TASK DIRECTIONS - Repeat every line below exactly as it reads.
• • • • •
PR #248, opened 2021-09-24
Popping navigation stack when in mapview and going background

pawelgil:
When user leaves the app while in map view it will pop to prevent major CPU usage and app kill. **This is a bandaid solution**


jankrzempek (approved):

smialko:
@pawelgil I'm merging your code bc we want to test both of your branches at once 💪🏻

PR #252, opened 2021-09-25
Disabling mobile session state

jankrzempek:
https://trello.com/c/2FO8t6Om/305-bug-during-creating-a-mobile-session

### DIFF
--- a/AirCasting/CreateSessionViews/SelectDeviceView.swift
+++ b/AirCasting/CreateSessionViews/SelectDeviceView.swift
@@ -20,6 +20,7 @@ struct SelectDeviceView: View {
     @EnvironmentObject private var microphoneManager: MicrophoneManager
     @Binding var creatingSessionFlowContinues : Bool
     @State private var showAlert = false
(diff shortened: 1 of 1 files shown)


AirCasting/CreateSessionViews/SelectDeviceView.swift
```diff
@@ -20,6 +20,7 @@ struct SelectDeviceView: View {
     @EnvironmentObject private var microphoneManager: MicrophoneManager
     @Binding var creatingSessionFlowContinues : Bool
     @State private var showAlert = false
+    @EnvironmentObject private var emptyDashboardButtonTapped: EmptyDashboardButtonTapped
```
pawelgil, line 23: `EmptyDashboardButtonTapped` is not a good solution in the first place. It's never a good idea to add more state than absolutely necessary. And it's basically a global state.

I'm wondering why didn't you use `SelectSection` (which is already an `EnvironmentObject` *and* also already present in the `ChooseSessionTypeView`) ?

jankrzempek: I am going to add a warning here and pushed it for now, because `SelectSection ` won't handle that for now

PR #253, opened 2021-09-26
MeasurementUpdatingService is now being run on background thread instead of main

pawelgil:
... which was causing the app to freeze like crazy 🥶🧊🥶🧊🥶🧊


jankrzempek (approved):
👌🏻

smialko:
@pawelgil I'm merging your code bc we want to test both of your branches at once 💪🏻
• • • • •
ANSWER AREA -
PR #248, opened 2021-09-24
Popping navigation stack when in mapview and going background

pawelgil:
When user leaves the app while in map view it will pop to prevent major CPU usage and app kill. **This is a bandaid solution**


jankrzempek (approved):

smialko:
@pawelgil I'm merging your code bc we want to test both of your branches at once 💪🏻

PR #252, opened 2021-09-25
Disabling mobile session state

jankrzempek:
https://trello.com/c/2FO8t6Om/305-bug-during-creating-a-mobile-session

### DIFF
--- a/AirCasting/CreateSessionViews/SelectDeviceView.swift
+++ b/AirCasting/CreateSessionViews/SelectDeviceView.swift
@@ -20,6 +20,7 @@ struct SelectDeviceView: View {
     @EnvironmentObject private var microphoneManager: MicrophoneManager
     @Binding var creatingSessionFlowContinues : Bool
     @State private var showAlert = false
(diff shortened: 1 of 1 files shown)


AirCasting/CreateSessionViews/SelectDeviceView.swift
```diff
@@ -20,6 +20,7 @@ struct SelectDeviceView: View {
     @EnvironmentObject private var microphoneManager: MicrophoneManager
     @Binding var creatingSessionFlowContinues : Bool
     @State private var showAlert = false
+    @EnvironmentObject private var emptyDashboardButtonTapped: EmptyDashboardButtonTapped
```
pawelgil, line 23: `EmptyDashboardButtonTapped` is not a good solution in the first place. It's never a good idea to add more state than absolutely necessary. And it's basically a global state.

I'm wondering why didn't you use `SelectSection` (which is already an `EnvironmentObject` *and* also already present in the `ChooseSessionTypeView`) ?

jankrzempek: I am going to add a warning here and pushed it for now, because `SelectSection ` won't handle that for now

PR #253, opened 2021-09-26
MeasurementUpdatingService is now being run on background thread instead of main

pawelgil:
... which was causing the app to freeze like crazy 🥶🧊🥶🧊🥶🧊


jankrzempek (approved):
👌🏻

smialko:
@pawelgil I'm merging your code bc we want to test both of your branches at once 💪🏻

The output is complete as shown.